[EXERCISE DIRECTIONS] Provide the number of lines in the entries below containing "opened", with no further words.

[Stored data]
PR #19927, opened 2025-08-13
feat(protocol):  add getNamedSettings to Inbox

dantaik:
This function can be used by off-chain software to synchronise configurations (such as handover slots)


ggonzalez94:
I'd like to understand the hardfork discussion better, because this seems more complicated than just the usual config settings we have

--

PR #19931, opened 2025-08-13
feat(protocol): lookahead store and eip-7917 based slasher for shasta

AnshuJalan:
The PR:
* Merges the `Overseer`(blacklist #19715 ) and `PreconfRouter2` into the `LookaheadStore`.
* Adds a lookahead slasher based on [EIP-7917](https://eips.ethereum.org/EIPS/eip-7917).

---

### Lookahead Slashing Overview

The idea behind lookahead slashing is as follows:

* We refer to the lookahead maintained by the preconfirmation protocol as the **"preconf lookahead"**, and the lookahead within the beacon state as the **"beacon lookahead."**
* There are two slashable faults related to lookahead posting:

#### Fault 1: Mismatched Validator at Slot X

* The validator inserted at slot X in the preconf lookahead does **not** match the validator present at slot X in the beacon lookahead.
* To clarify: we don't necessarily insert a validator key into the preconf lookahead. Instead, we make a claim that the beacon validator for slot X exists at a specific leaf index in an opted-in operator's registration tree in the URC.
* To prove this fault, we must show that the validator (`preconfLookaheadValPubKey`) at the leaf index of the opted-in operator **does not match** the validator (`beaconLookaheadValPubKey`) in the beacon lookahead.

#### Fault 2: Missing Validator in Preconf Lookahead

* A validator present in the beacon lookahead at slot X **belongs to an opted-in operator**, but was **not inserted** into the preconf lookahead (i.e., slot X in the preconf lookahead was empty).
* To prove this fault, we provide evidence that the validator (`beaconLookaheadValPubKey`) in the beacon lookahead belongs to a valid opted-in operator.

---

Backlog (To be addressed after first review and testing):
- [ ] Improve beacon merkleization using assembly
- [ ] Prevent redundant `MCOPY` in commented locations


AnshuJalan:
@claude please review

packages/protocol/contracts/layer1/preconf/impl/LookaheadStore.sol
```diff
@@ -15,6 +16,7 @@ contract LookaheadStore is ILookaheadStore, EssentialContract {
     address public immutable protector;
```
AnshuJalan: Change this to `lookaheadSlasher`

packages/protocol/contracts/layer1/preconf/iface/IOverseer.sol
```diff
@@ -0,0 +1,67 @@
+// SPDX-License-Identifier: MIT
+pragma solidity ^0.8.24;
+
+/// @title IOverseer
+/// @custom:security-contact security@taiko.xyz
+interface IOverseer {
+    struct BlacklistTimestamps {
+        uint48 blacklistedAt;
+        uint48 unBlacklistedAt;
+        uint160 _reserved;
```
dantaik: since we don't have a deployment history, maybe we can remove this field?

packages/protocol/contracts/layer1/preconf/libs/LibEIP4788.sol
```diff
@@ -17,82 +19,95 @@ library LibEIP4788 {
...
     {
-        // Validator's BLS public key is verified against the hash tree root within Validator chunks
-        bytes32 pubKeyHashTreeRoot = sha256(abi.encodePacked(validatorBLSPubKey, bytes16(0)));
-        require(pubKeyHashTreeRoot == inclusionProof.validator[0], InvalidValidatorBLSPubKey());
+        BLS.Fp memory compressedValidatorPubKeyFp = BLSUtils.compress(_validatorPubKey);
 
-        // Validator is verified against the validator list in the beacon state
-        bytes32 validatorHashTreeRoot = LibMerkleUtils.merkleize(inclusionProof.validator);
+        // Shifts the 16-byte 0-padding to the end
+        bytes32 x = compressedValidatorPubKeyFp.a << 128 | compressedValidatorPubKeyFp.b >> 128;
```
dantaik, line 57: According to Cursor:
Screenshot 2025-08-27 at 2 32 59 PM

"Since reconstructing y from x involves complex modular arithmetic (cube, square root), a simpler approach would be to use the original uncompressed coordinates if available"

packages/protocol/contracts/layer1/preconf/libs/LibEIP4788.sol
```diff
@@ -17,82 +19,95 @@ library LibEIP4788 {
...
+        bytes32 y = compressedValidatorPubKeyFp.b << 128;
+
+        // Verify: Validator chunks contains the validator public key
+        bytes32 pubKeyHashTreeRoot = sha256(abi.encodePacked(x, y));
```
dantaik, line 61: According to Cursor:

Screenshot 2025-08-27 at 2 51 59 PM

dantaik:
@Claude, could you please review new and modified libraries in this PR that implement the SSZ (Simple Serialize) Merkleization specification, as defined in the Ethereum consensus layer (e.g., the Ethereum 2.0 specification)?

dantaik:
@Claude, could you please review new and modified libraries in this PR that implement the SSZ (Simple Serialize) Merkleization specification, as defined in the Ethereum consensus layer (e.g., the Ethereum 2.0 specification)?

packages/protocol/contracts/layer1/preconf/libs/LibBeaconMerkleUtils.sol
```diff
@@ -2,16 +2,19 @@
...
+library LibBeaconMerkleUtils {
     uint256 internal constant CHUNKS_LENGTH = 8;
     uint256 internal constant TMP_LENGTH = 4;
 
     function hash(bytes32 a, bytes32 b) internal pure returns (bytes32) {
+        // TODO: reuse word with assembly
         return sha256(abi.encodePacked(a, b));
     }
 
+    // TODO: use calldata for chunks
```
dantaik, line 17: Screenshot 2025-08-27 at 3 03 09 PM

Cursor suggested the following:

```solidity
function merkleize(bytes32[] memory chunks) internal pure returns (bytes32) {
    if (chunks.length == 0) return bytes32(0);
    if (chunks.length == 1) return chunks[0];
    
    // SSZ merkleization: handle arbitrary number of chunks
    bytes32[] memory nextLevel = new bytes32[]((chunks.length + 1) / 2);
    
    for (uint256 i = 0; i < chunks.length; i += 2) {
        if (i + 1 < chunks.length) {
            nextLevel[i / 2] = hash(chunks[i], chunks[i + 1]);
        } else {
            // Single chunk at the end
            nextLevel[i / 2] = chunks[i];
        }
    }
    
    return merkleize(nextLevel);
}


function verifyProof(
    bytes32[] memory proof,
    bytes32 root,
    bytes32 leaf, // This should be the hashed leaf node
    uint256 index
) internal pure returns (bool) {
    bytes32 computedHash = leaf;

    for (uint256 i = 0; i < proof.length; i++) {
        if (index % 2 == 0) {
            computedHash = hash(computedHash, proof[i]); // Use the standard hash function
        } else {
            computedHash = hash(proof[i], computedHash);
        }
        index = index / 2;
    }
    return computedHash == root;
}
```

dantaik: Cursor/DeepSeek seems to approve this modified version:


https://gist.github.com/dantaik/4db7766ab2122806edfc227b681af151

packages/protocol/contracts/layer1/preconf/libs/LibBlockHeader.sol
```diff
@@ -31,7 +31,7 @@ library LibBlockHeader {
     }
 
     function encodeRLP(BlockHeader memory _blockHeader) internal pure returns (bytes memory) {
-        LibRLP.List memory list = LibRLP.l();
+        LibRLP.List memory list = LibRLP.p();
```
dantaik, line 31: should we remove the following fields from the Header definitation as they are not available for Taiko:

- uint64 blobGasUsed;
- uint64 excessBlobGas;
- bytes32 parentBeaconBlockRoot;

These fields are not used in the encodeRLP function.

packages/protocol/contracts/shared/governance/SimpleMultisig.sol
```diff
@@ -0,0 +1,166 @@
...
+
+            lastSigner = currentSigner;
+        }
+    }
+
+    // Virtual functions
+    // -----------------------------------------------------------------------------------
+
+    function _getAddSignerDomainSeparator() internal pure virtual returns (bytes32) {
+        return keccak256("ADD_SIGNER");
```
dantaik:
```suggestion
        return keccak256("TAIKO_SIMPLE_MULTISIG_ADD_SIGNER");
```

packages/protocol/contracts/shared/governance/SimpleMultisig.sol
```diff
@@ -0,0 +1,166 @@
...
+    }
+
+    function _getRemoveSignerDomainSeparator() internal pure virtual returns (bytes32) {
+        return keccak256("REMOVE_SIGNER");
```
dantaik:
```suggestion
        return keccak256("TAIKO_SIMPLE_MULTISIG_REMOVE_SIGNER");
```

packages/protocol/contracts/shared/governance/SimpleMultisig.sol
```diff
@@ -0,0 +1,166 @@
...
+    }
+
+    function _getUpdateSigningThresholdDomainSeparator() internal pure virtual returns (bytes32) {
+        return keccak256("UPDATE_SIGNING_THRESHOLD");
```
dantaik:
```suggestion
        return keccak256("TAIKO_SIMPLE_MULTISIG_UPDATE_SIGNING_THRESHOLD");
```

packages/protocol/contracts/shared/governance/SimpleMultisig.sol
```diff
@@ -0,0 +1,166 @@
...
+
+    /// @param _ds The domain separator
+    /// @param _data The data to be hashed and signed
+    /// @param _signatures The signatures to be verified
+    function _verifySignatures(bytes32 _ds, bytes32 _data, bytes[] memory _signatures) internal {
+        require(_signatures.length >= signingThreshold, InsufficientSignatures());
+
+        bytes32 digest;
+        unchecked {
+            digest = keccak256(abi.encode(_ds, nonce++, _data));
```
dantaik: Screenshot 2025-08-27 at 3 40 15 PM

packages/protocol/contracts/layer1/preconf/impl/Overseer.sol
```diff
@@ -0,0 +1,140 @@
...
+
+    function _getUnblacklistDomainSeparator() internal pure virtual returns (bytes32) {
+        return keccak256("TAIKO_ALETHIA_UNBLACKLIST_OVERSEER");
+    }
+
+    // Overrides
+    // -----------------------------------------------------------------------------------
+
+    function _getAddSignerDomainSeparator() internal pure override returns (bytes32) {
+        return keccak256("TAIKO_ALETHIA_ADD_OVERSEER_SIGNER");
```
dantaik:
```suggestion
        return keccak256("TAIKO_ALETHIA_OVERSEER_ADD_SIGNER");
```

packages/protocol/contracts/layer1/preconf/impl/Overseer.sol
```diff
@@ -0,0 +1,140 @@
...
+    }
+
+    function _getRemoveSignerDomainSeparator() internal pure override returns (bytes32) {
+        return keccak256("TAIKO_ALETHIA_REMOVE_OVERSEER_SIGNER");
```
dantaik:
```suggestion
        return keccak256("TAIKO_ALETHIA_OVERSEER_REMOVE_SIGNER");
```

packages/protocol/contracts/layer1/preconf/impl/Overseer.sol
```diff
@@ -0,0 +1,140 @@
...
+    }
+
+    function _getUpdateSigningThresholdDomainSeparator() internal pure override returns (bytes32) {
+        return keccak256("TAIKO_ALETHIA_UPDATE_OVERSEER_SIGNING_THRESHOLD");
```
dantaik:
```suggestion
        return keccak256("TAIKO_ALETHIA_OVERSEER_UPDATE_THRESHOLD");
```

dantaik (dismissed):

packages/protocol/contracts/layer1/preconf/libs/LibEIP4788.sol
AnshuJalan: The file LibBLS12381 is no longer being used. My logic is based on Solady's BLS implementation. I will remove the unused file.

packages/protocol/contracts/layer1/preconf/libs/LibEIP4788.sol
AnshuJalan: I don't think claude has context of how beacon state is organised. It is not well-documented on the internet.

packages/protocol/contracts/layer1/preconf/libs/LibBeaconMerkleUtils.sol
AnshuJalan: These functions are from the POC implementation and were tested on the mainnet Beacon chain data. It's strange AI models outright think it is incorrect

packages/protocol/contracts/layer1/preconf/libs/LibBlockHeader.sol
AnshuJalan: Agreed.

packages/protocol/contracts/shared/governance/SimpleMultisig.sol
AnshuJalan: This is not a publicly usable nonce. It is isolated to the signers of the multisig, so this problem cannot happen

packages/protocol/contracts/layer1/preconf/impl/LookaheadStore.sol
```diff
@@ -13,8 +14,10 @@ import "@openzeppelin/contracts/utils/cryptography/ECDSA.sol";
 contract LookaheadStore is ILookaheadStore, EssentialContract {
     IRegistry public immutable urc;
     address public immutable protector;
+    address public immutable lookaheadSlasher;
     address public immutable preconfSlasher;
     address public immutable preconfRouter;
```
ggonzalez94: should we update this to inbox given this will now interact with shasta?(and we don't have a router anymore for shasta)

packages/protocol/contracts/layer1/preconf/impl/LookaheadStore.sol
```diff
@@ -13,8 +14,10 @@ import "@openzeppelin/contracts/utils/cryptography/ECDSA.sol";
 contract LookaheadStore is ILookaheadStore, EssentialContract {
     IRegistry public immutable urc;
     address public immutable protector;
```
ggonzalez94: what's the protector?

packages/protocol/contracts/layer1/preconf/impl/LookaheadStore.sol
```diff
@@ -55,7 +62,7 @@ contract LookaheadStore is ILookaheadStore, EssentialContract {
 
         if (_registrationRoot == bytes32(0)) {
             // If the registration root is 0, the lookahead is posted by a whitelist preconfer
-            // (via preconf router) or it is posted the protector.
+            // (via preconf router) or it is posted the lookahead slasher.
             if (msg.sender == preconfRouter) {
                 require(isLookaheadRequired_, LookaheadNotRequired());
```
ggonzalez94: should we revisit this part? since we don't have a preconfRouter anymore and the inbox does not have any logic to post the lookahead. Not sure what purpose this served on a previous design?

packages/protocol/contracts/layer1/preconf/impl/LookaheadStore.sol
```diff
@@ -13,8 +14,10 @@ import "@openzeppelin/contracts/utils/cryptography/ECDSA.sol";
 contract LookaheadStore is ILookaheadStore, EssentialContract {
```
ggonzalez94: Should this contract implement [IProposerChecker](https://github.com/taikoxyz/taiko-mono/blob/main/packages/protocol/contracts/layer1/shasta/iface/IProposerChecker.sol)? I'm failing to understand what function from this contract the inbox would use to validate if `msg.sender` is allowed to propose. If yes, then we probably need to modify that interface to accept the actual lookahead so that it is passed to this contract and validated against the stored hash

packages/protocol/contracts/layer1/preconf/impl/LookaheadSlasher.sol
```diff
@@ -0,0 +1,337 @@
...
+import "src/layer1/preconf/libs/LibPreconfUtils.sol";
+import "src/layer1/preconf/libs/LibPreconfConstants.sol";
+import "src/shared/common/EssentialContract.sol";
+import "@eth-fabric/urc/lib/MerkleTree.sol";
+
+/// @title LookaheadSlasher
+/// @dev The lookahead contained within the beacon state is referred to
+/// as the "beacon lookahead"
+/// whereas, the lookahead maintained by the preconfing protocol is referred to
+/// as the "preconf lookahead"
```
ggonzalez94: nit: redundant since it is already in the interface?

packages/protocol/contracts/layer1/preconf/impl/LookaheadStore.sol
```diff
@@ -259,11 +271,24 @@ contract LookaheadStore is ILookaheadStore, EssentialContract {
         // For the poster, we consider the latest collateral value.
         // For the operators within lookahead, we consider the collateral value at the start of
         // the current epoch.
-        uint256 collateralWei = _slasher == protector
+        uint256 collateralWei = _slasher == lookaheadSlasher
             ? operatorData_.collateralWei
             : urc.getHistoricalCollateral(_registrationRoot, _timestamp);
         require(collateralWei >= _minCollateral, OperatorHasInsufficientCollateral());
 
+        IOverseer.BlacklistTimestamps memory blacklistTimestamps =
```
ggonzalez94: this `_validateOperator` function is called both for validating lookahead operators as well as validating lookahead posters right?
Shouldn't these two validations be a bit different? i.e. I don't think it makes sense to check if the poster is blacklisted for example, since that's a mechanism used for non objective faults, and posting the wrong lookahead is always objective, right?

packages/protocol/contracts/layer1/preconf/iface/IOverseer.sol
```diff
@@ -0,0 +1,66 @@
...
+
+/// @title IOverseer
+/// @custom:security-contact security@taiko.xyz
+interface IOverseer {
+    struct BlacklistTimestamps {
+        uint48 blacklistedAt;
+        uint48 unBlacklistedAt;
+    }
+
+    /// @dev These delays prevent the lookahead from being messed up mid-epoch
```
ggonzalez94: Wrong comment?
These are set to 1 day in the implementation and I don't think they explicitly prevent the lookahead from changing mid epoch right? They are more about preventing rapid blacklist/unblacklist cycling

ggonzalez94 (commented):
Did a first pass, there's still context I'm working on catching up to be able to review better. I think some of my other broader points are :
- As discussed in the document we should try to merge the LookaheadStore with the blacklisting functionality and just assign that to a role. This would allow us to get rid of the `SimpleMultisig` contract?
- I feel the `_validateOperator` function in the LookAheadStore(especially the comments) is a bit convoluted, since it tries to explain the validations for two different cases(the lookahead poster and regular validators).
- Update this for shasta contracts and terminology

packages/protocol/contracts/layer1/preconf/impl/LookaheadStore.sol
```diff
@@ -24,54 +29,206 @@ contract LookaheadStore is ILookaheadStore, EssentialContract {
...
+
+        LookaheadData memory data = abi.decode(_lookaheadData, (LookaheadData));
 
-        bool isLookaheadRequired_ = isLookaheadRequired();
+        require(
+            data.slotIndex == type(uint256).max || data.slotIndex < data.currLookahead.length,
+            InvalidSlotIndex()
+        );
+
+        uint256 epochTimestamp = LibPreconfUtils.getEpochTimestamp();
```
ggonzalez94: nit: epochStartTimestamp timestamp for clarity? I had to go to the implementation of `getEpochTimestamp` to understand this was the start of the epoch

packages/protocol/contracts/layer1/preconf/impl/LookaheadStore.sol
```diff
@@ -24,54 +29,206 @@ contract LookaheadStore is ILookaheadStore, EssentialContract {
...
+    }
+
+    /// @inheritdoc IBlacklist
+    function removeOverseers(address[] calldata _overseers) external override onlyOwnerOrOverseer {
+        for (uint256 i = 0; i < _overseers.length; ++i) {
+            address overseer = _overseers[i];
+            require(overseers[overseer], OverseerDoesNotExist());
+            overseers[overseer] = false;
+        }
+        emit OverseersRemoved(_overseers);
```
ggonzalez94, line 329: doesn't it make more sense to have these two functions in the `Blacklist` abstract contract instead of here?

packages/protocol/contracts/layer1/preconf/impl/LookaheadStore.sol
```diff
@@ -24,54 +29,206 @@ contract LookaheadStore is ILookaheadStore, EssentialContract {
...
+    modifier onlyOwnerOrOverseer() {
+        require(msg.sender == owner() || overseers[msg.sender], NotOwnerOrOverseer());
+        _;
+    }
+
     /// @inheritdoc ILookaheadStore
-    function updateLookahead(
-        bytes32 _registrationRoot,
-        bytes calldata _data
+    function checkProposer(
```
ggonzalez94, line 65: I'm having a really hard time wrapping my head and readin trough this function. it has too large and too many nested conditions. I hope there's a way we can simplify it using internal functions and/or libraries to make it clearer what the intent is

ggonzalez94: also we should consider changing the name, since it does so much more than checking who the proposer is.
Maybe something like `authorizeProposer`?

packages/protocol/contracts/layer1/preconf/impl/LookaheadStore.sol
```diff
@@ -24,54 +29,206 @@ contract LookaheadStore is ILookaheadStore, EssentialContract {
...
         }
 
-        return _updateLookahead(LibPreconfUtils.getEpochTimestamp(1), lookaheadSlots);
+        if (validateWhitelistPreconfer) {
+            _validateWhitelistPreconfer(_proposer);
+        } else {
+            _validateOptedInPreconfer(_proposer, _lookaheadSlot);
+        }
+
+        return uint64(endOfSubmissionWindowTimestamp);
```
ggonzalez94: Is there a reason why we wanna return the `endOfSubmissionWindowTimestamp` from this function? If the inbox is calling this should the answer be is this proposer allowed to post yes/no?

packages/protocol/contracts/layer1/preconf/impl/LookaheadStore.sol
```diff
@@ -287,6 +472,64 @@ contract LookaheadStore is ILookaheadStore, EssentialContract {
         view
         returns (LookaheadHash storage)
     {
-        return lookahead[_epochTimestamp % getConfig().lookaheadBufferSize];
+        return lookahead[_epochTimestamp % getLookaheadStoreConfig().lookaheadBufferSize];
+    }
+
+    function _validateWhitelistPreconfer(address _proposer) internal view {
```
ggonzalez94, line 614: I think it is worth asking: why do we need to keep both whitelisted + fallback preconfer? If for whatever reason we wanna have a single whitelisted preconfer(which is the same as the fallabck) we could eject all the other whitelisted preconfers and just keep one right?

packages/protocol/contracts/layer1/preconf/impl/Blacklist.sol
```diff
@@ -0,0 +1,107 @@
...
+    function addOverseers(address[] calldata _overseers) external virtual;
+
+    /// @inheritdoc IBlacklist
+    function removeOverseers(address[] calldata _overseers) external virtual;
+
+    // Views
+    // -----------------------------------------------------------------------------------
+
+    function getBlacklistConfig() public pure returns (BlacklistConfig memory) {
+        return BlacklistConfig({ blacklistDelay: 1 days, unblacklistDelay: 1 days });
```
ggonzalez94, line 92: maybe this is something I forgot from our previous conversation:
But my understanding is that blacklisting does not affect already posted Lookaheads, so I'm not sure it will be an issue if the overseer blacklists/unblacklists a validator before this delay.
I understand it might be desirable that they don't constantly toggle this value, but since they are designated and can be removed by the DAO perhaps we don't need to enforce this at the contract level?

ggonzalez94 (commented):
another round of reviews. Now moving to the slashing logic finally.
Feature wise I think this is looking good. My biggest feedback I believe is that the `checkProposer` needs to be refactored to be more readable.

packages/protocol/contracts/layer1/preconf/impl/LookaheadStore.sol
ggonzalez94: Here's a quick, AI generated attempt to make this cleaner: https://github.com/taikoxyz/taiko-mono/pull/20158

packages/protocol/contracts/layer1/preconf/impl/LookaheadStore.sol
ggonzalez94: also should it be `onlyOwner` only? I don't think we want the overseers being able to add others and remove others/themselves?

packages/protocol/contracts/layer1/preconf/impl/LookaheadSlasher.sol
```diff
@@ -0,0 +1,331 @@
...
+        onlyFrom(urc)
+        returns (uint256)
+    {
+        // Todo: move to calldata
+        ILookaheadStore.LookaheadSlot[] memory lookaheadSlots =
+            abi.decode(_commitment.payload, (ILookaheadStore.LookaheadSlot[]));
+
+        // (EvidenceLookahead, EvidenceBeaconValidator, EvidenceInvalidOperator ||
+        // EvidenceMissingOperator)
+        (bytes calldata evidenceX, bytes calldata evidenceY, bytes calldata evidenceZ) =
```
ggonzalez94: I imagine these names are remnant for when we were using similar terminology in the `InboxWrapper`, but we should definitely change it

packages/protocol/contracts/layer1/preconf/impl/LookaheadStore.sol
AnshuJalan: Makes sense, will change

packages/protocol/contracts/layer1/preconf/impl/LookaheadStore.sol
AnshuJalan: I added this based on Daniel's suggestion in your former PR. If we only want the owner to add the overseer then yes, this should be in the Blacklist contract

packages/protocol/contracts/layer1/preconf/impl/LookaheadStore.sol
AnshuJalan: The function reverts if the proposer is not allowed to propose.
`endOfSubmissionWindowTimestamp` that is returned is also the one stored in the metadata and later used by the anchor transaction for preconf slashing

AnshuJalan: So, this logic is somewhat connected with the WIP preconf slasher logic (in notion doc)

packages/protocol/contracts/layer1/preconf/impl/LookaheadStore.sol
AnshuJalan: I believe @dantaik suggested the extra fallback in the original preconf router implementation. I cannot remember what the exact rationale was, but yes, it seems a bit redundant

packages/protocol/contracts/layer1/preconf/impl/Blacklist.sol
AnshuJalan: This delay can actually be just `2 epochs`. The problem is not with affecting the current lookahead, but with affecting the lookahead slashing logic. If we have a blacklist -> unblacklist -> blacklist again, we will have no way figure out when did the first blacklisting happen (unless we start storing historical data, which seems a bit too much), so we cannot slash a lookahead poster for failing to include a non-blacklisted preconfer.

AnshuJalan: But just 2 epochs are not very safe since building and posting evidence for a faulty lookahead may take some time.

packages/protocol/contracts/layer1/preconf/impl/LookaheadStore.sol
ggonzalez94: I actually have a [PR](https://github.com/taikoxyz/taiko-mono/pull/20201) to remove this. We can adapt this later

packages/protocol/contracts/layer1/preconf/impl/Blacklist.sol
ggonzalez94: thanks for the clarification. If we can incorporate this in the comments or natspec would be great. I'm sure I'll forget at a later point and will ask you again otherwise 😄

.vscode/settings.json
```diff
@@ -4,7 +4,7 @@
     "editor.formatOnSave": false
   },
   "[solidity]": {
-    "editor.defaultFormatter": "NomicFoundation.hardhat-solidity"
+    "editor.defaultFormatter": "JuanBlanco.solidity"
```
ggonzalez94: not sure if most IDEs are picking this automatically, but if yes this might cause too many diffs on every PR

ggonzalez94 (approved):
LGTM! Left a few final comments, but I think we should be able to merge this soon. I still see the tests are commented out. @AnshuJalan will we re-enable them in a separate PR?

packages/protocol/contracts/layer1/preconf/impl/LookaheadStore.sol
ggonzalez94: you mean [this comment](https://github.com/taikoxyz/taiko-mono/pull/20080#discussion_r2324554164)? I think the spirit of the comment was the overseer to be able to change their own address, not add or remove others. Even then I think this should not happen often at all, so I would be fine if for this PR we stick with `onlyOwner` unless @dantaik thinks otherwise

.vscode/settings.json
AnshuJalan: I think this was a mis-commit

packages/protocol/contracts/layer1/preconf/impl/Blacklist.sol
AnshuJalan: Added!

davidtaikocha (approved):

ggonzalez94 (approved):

...

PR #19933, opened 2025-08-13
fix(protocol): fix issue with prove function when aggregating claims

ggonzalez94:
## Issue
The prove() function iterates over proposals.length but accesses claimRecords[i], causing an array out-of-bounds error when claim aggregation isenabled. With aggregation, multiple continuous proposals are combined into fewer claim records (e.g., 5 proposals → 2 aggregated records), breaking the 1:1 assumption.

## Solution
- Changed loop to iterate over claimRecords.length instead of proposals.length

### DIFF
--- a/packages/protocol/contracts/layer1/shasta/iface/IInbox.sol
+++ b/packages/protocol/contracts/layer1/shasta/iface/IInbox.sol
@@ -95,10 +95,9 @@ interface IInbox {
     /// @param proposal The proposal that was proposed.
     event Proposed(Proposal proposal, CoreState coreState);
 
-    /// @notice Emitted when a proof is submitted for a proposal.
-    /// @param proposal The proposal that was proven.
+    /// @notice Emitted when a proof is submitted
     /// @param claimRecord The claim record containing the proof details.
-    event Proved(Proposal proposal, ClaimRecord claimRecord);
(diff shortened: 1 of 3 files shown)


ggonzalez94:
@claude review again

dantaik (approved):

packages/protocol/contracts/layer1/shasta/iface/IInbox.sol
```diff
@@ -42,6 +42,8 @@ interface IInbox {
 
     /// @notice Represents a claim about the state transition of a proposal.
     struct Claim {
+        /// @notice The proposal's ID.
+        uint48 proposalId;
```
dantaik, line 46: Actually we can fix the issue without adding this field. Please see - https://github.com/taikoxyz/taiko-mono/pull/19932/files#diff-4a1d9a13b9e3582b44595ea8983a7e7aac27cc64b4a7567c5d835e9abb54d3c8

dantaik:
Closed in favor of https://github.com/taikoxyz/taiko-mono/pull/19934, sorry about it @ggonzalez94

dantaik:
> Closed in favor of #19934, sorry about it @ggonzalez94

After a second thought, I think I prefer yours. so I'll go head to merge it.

[EXPECTED ANSWER] 3